Infinite width limits of neural networks
December 9, 2020 — May 11, 2021
Large-width limits of neural nets. An interesting way of considering overparameterization.
A tractable case of NNs in function space.
1 Neural Network Gaussian Process
For now: See Neural network Gaussian process on Wikipedia.
The field sprang from the insight (Neal 1996a) that in the infinite limit, random neural nets with Gaussian weights and appropriate scaling asymptotically approach certain special Gaussian processes, and there are useful conclusions we can draw from that.
More generally, we might consider correlated and/or non-Gaussian weights and deep networks. Unless otherwise stated, though, I am thinking about i.i.d. Gaussian weights and a single hidden layer.

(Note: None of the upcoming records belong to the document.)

PR #438, opened 2022-06-28
Fix decimals in formatCirclesValue

louilinn:
Related #429 

fixed bugs where number of decimals is always 0
added lots of tests

### DIFF
--- a/src/utils/format.js
+++ b/src/utils/format.js
@@ -5,7 +5,7 @@ import web3 from '~/services/web3';
 const roundDownToString = (amount, nbrOfDecimals) => {
   const [wholeNumber, decimals] = amount.toString().split('.');
 
-  if (!decimals) {
+  if (!decimals || decimals == '' || nbrOfDecimals == 0) {
     return wholeNumber;
   }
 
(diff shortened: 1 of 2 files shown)


src/utils/format.js
```diff
@@ -30,5 +31,5 @@ export function formatCirclesValue(
 
   return roundDown
     ? roundDownToString(valueInTimeCircles, nbrOfDecimals)
-    : valueInTimeCircles.toFixed().toString();
+    : valueInTimeCircles.toFixed(nbrOfDecimals).toString();
```
louilinn, line 34: This was the mistake eheh

mikozet:
As general could you link the issue this PR is resolving? Here it is mention in description but I found in other PRs that it is not mentioned

I found an issue when creating shared wallet. Numbers of circles doesn't match.
For example I created shared wallet by sending there 2 circles but at the end created wallet has 5.34
I treid with 7 and 11 and I am getting different numbers after creation:
Zrzut ekranu 2022-06-29 o 13 57 27

louilinn:
@mikozet great find I will resolve this too in another PR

In this single-hidden-layer case, we get a tractable covariance structure. See NN kernels.
2 Neural Network Tangent Kernel
NTK? See Neural Tangent Kernel.
3 Implicit regularization
Here’s one interesting perspective on wide nets (Zhang et al. 2017) which looks rather like the NTK model, but is it? To read.
The effective capacity of neural networks is large enough for a brute-force memorisation of the entire data set.

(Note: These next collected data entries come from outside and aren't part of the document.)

Issue #416, opened 2022-06-23
Remove transition screens after 90 days (25th of September)


louilinn:
Issue for creation https://github.com/CirclesUBI/circles-myxogastria/issues/390

PR creation https://github.com/CirclesUBI/circles-myxogastria/pull/410

PR #440, opened 2022-06-30
415 transitions screens should not show up for new users

### LINKED ISSUE #415: Transitions screens should not show up for new users
Users who registered after the transition date should not see the transition screens

Suggestion check ref link if you came from onboarding page update local storage with transition seen

mikozet:


louilinn (approved):
Code looks good, I dont have time to test the behaviour before vacation but I heard you tested it ;)

Let's remember to remove this as well in this issue #416

PR #447, opened 2022-07-02
Add additional check for fromValidation variable

mikozet:


mikozet:
nobody arround merging

Issue #421, opened 2022-06-23
Validation view: name and avatar not visable until reload


louilinn:
After onboarding, while in validation mode for personal accounts, name and avatar is not visible until page is reloaded

PR #462, opened 2022-07-22
237 edit profile picture and name

mikozet:
Closes https://github.com/CirclesUBI/circles-myxogastria/issues/421


llunaCreixent:
note that the user data cannot be updated until the Safe is deployed and signed up to the Hub

mikozet:
> note that the user data cannot be updated until the Safe is deployed and signed up to the Hub

Thanks for reminding. That case is covered by redirection - if safe is not deployed user will end up on /welcome, /validation pages so I guess we are fine here

llunaCreixent:
I was testing in local dev env, and just after registering (in validation view), The username wasn't there, and instead the safeAddress. Then after I refreshed, I was able to see my username in the validation view.

mikozet:
Hey @llunaCreixent yes we have this registered as an issue here: https://github.com/CirclesUBI/circles-myxogastria/issues/421

locales/en.json
```diff
@@ -109,6 +109,26 @@
...
+  "EditProfile": {
+    "bodyCancel": "If you click cancel all changes you made will be lost.",
+    "buttonCancel": "Cancel",
+    "buttonContinue": "Continue Editing",
+    "buttonSave": "Save changes",
+    "charactersExplanation": "Only basic characters and numbers (A-Z, 0-9) are allowed, no symbols or whitespace, 3-24 characters",
+    "confirmationMessage": "Great! Your profile changes have been saved!",
+    "errorNameTaken": "Sorry, this name is already taken!",
+    "errorInvalidName": "Ups! Invalid name, try again.",
+    "errorImageCapture": "Sorry, there was a problem with image capture",
```
llunaCreixent: Some messages end with period (".") and others not. Shouldn't it be coherent?

package.json
```diff
@@ -1,6 +1,6 @@
 {
   "name": "circles-myxogastria",
-  "version": "2.0.0",
+  "version": "2.0.1",
```
llunaCreixent, line 3: If we are adding a new feature the version should be `2.1.0`, right?
Nevertheless, I believe the version is updated after merging to main, isn't it? See https://github.com/CirclesUBI/circles-myxogastria/blob/main/RELEASE.md)

llunaCreixent (commented):
Looks good!! But I added com comments
- ✅ Tests: PASS
- ✅ Lint: didn't pass but I added a commit

package.json
mikozet: I think this is because on main we have version 2.0.1 and development haven't been updated from main so that change is currently visible

llunaCreixent:
If my username was "miko" and I wanted to edit to "Miko", I should be able to do it as long as the username with other case variations is not taken by other account. Right now it says that the username is taken, but actually it's not used by other account, so it should be allowed (unless ther's other user with username "MIKO" or similar)

locales/en.json
mikozet: corrected

llunaCreixent:
> If my username was "miko" and I wanted to edit to "Miko", I should be able to do it as long as the username with other case variations is not taken by other account. Right now it says that the username is taken, but actually it's not used by other account, so it should be allowed (unless ther's other user with username "MIKO" or similar)

That is what I check in the API side: https://github.com/CirclesUBI/circles-api/blob/c68f5b483fd46101394a5fef60e959ad29341659/src/controllers/users.js#L92

But maybe it's ok if it's not in the frontend. MAybe ask @triaslucia ??

llunaCreixent:
Shall we add in the Description of this PR, "Closes https://github.com/CirclesUBI/circles-myxogastria/issues/421" ??

package.json
llunaCreixent: Ok!! So the correct new version will be added once merged to main or development, right?

JacqueGM (approved):
approved now for real, functionality works!

llunaCreixent (approved):

mikozet:
> If my username was "miko" and I wanted to edit to "Miko", I should be able to do it as long as the username with other case variations is not taken by other account. Right now it says that the username is taken, but actually it's not used by other account, so it should be allowed (unless ther's other user with username "MIKO" or similar)

I created issue for that:
https://github.com/CirclesUBI/circles-core/issues/135

mikozet:
> 

no let's leave it I need to test it and probably add a little additional code in one place..
It will come in next PR when I add email ...

PR #463, opened 2022-07-22
457 remove dependency on maxflow calculation when sending transfers

### LINKED ISSUE #457: Remove dependency on MaxFlow calculation when sending transfers
**Is your feature request related to a problem? Please describe.**

Currently, when trying to send a CRC transfer, the user has to wait until the maximum amount has been calculated before the text field to input the value of the CRC transaction is enabled. The text field is not enabled if the maximum amount cannot be calculated successfully(timeout, path too complex, etc.), and the maximum amount shows as 0.

**Describe the solution you'd like**

I suggest removing the dependency and allowing the user send a transaction even if the max amount cannot be calculated successfully.  Also, if the Max amount calculation fails, display a descriptive message such as "Maximum amount cannot be calculated at this time." instead of a "0".

mikozet:


src/views/SendConfirm.js
```diff
@@ -300,9 +308,7 @@ const SendConfirm = () => {
       </View>
       <Footer>
         <Button
-          disabled={
-            !amount || amount <= 0 || isAmountTooHigh || isPaymentNoteInvalid
```
llunaCreixent, line 304: We might want to keep `!amount || amount <= 0`, right?
To be sure that there's an amount to be sent.

houndbee (approved):

louilinn:
This is causing problems because now when there is no path it says the path cannot be calculated. We need to distinguish between 0 value paths and errors in calculating paths.

I will create a new issue to fix this.

Issue #472, opened 2022-08-29
Cache for update user profile doesn't work for SW


llunaCreixent:
I tested uploading an image and changing the username in preview, and  the cache doesn't work for Android at phone, chorme & firefox (from debian).

llunaCreixent:
We found out that it only happens for Shared Wallets

PR #473, opened 2022-08-29
Update how we use cache in DashboardOrganization

mikozet:
Closes https://github.com/CirclesUBI/circles-myxogastria/issues/472


llunaCreixent (commented):
The edition of the profile in SW now works perfect. But when I create a SW, it keeps loading forever, staying in the loading screen.

llunaCreixent (approved):

PR #484, opened 2022-09-23
237 edit profile picture and name

mikozet:


louilinn (approved):
Looks great miko!
Just one question, since you hide the plus icon, when is the plus icon used? Which view?

You can merge to development if plus icon still should be on avatar in some view

mikozet:
> Looks great miko! Just one question, since you hide the plus icon, when is the plus icon used? Which view?
> 
> You can merge to development if plus icon still should be on avatar in some view

So plus button is used in Edit profile page view once you hover on profile picture (+ indicates that there is an action regarding that picture), this behaviour Lucia wanted to remove from Dashboard since you are not editing picture after clicking on it

louilinn:
Thank you miko! Makes total sense!
Also remember to delete the branches when you merge :)

PR #496, opened 2022-10-03
Add user notification aka appnote to login and error view

louilinn:
User notification is not readable if error prevents user from loging in
Before the notifiation was only in dashboard and onboarding


JacqueGM:
all good :)! LGTM 🌻

JacqueGM (approved):

PR #508, opened 2022-10-12
464 refactoring input components new3

### LINKED ISSUE #464: Refactoring Input Components
**Refactoring Input Components**

We should substitute all Input components. 

We should particularly for Error-Input state work on specific changes. 

Design Material: https://www.figma.com/file/ZTqF54s6CSHTwAxp0U0JjQ/Circles-myxogastria?node-id=6783%3A10747

mikozet:


louilinn:
I do not see this state, it seems only hoover and active state is used in the app for error message version?

src/components/Input.js
```diff
@@ -4,34 +4,163 @@ import {
...
-
 const useStyles = makeStyles((theme) => ({
   inputLabel: {
+    transform: 'translate(28px, -6px)',
+    background: theme.custom.colors.white,
+    fontSize: '12px',
+    padding: '2px 6px',
+    transition: 'none',
+    color: (isOrganization) =>
+      isOrganization
```
louilinn: these things are repeated a lot. Please define constants for color based on organization and DRY :)

src/components/Input.js
```diff
@@ -4,34 +4,163 @@ import {
...
     },
-  },
-  inputUnderline: {
-    '&.Mui-focused::after': {
-      borderBottomColor: theme.palette.text.primary,
+
+    '&:has(+ .MuiOutlinedInput-root:hover)': {
+      background: (isOrganization) =>
+        isOrganization
+          ? theme.custom.colors.cornflowerBlue
```
louilinn: Also repeated code

louilinn (changes requested):
Great job! Works as intended :) except one comment I already made in this PR. Some small DRY code comments only

mikozet:
>I do not see this state, it seems only hoover and active state is used in the app for error message version?
Uploading Screenshot from 2022-10-14 15-09-15.png…

The link is broken for me but I think I know what do you mean and I apply change - default state for error Input

mikozet:
Hi @louilinn It seems like I didn't push changes before but now they are there ready to review :)

Sorry I still don't see those changes - I am checking now what have happened

mikozet:
> Hi @louilinn It seems like I didn't push changes before but now they are there ready to review :)
> 
> Sorry I still don't see those changes - I am checking now what have happened

Forgot to write - all is good now :)

louilinn:
@mikozet I talked to Rucha and found out that in the latest version on figma, also the search field has this design, so all input fields should have this design so 
- [x] replace search input field
- [x] remove any legacy code connected to the old input field

louilinn:
Also I think something happened.. The hover state in the design is now the active state and the active state is never used.
Current behaviour
writing in field ("active") - has hover design (incorrect)
hovering on field - has hover design (correct)
leaving the field to click on other things and not hovering - has default state (correct)

This is the case for purple (shared wallet) and pink (error) but not blue (private wallet)

louilinn:
I think we can leave the search field update for now but please fix this asap so we can demo:

> Also I think something happened.. The hover state in the design is now the active state and the active state is never used. Current behaviour writing in field ("active") - has hover design (incorrect) hovering on field - has hover design (correct) leaving the field to click on other things and not hovering - has default state (correct)
> 
> This is the case for purple (shared wallet) and pink (error) but not blue (private wallet)

mikozet:
Hi @louilinn it is ready again to review. Bear in mind that input can be active + hovered or just active.

louilinn (commented):
So I'm not sure but feels like if you enter the finder view from shared wallet it should have shared wallet theme?
Or do we always use blue for search?

mikozet:
> So I'm not sure but feels like if you enter the finder view from shared wallet it should have shared wallet theme? Or do we always use blue for search?

You are right it is corrected now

Even optimisation on random labels remains easy. In fact, training time increases only by a small constant factor compared with training on the true labels.
Randomising labels is solely a data transformation, leaving all other properties of the learning problem unchanged.
[…] Explicit regularisation may improve generalisation performance, but is neither necessary nor by itself sufficient for controlling generalisation error. […] Appealing to linear models, we analyse how SGD acts as an implicit regulariser.
4 Dropout
Dropout is sometimes presumed to simulate from a certain kind of Gaussian process out of a neural net. See Dropout.
5 As stochastic DEs
We can find an SDE for a given NN-style kernel if we can find Green’s functions \(\sigma^2_\varepsilon \langle G_\cdot(\mathbf{x}_p), G_\cdot(\mathbf{x}_q)\rangle = \mathbb{E} \big[ \psi\big(Z_p\big) \psi\big(Z_q \big) \big].\) Russell Tsuchida observes: if you set \(G_\mathbf{s}(\mathbf{x}_p) = \psi(\mathbf{s}^\top \mathbf{x}_p) \sqrt{\phi(\mathbf{s})}\), where \(\phi\) is the pdf of an independent standard multivariate normal vector is a solution.